Sur les autres demandes
Madame [V] [R], qui succombe à l’instance, devra supporter la charge des dépens.
Il n’y a pas lieu de faire application des dispositions de l’article 700 du code de procédure civile, l’accord intervenu entre les parties ne prévoyant pas le versement d’une quelconque somme à ce titre.

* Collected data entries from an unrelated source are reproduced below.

PR #39, opened 2016-04-29
Swapped zcat for gzcat, as zcat is very much broken on macos

swingingsimian:
Title says it all really. zcat on macos adds '.Z' to the file name automatically, meaning it can't see the file. Bismark, currently doesn't catch this error and carries on regardless.

Thanks

Nathan


swingingsimian:
Sorry this, should be gunzip -c for cross platform compatibility, will amend and issue another pull request

PR #40, opened 2016-04-29
Swapped zcat for gunzip -c, as zcat is very much broken on macos

swingingsimian:
Title says it all really. zcat on macos adds '.Z' to the file name automatically, meaning it can't see the file. Bismark, currently doesn't catch this error and carries on regardless.

Thanks

Nathan


FelixKrueger:
Thanks for this, I am sure this will be helpful for the Mac community!

PR #66, opened 2016-10-07
Pandoc HTML docs

ewels:
Made the HTML docs output with pandoc, with some customisation to make it pretty.

New workflow:

1. Edit the markdown file - now in `Docs/README.md`
2. Run the script to create the HTML file: `bash make_docs.sh`
3. Commit and push

We should be able to automate this in the future.


ewels:
Also, note that I rewrote the main repo readme a bit. Hope that's ok. Say if you want me to change anything.

PR #70, opened 2016-10-21
Wrote Perl Markdown - HTML converter.

ewels:
New docs creater thingie! Perl script that takes the documentation markdown and converts it to a nice HTML page.

Majority of the code is to add `id` tags to the headings and then build a nav / table of contents to link to those headings. It's a bit nasty, I wrote it in a rush on a train, so it can probably be tidied up a little. Seems to work though.

Phil


FelixKrueger:
Awesome, great job! And all that during a DDoS attack!

PR #77, opened 2016-11-18
Update bismark 

Shicheng-Guo:
more detail about seed length setting.


FelixKrueger:
Thanks for the suggestions, can't merge because of conflicts though. Will need to look on Monday.

Shicheng-Guo:
I am not familiar with github. I should keep update as you. Now I now how to do it.

PR #80, opened 2016-12-02
Merge pull request #1 from FelixKrueger/master

Shicheng-Guo:
update from origin


Shicheng-Guo:
location of time tramp is corrected. 

image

Par ailleurs, la présente décision est de droit exécutoire à titre provisoire en application de l’article 514 du Code de Procédure Civile.
PAR CES MOTIFS,
Le juge des contentieux de la protection, statuant publiquement par jugement réputé contradictoire en premier ressort, rendu par mise à disposition au greffe,
CONSTATE la résiliation du bail conclu le 20 décembre 2023 entre Madame [V] [R] et la SA AUVERGNE HABITAT à compter du 1er octobre 2025,
SUSPEND les effets de la clause résolutoire,
CONDAMNE Madame [V] [R] à payer à la SA AUVERGNE HABITAT la somme de 4161.13 euros (quatre mille soixante-et-un euros et treize centimes) à valoir sur l’arriéré locatif arrêté au mois de mars 2026, comprenant les loyers et charges jusqu’à l’échéance du mois de février 2026 incluse, outre intérêts au taux légal à compter du présent jugement,
AUTORISE Madame [V] [R] à s’acquitter de cette somme par 35 versements mensuels de 100 euros (cent euros) chacun, le solde étant payable avec la 36ème et dernière échéance,
DIT que chaque paiement devra intervenir au plus tard avant le 15ème jour de chaque mois et pour la première fois le mois suivant la signification du présent jugement,
DIT que chaque échéance du loyer courant devra également être payée à son terme contractuellement convenu et au plus tard en même temps que la fraction d’arriéré reporté, soit au quantième du mois précisé au paragraphe précédent,
DIT qu’après règlement de la somme de 4161.13 euros, dans les délais et conditions ci-dessus rappelés, la clause de résiliation de plein droit sera réputée ne pas avoir joué et les relations entre les parties reprendront selon les stipulations du bail,
DIT qu’en cas de non paiement d’une seule mensualité ou d’un terme de loyer courant à son exacte échéance, la résiliation du bail reprendra ses effets à compter du 1er octobre 2025 et Madame [V] [R] sera déchue du bénéfice des délais de paiement accordés par la présente décision, la totalité de l’arriéré locatif restant du redevenant immédiatement exigible,
ORDONNE, en ce cas, faute de départ volontaire incluant la restitution des clefs, l’expulsion de Madame [V] [R] ainsi que tout occupant de son chef, du local sis Route de Durtol, Le Rivaly, bâtiment n°3, appartement n°313, 63830 DURTOL, si besoin est avec l’assistance de la force publique et d’un serrurier, dans les formes et délais prévus par les articles L. 431-1 et suivants et R. 411-1 et suivants du code des procédures civiles d’exécution, et conformément à l’article L. 433-1 du même code, à procéder à l’enlèvement de tous les biens mobiliers garnissant les lieux loués et à les faire entreposer dans tel local de son choix aux frais et périls des parties expulsées,
FIXE, en ce cas, l’indemnité d’occupation sans droit ni titre due par Madame [V] [R] à la somme mensuelle de 600 euros (six cent euros) à compter de la résiliation du bail et au besoin la CONDAMNE à verser à la SA AUVERGNE HABITAT ladite indemnité mensuelle à compter du mois de mars 2026 et jusqu’à complète libération des lieux, sous déduction des versements intervenus depuis,
CONDAMNE Madame [V] [R] aux dépens comprenant le coût de l’assignation, du commandement de payer et celui de la notification de l’assignation au représentant de l’Etat dans le département,
DIT n’y avoir lieu à application des dispositions de l’article 700 du code de procédure civile,
RAPPELLE que la présente décision est de droit exécutoire à titre provisoire,
Ainsi fait, jugé et mis à disposition au greffe de la juridiction aux jour, mois et année susdits. En foi de quoi le jugement a été signé par le Juge des Contentieux de la Protection et le greffier.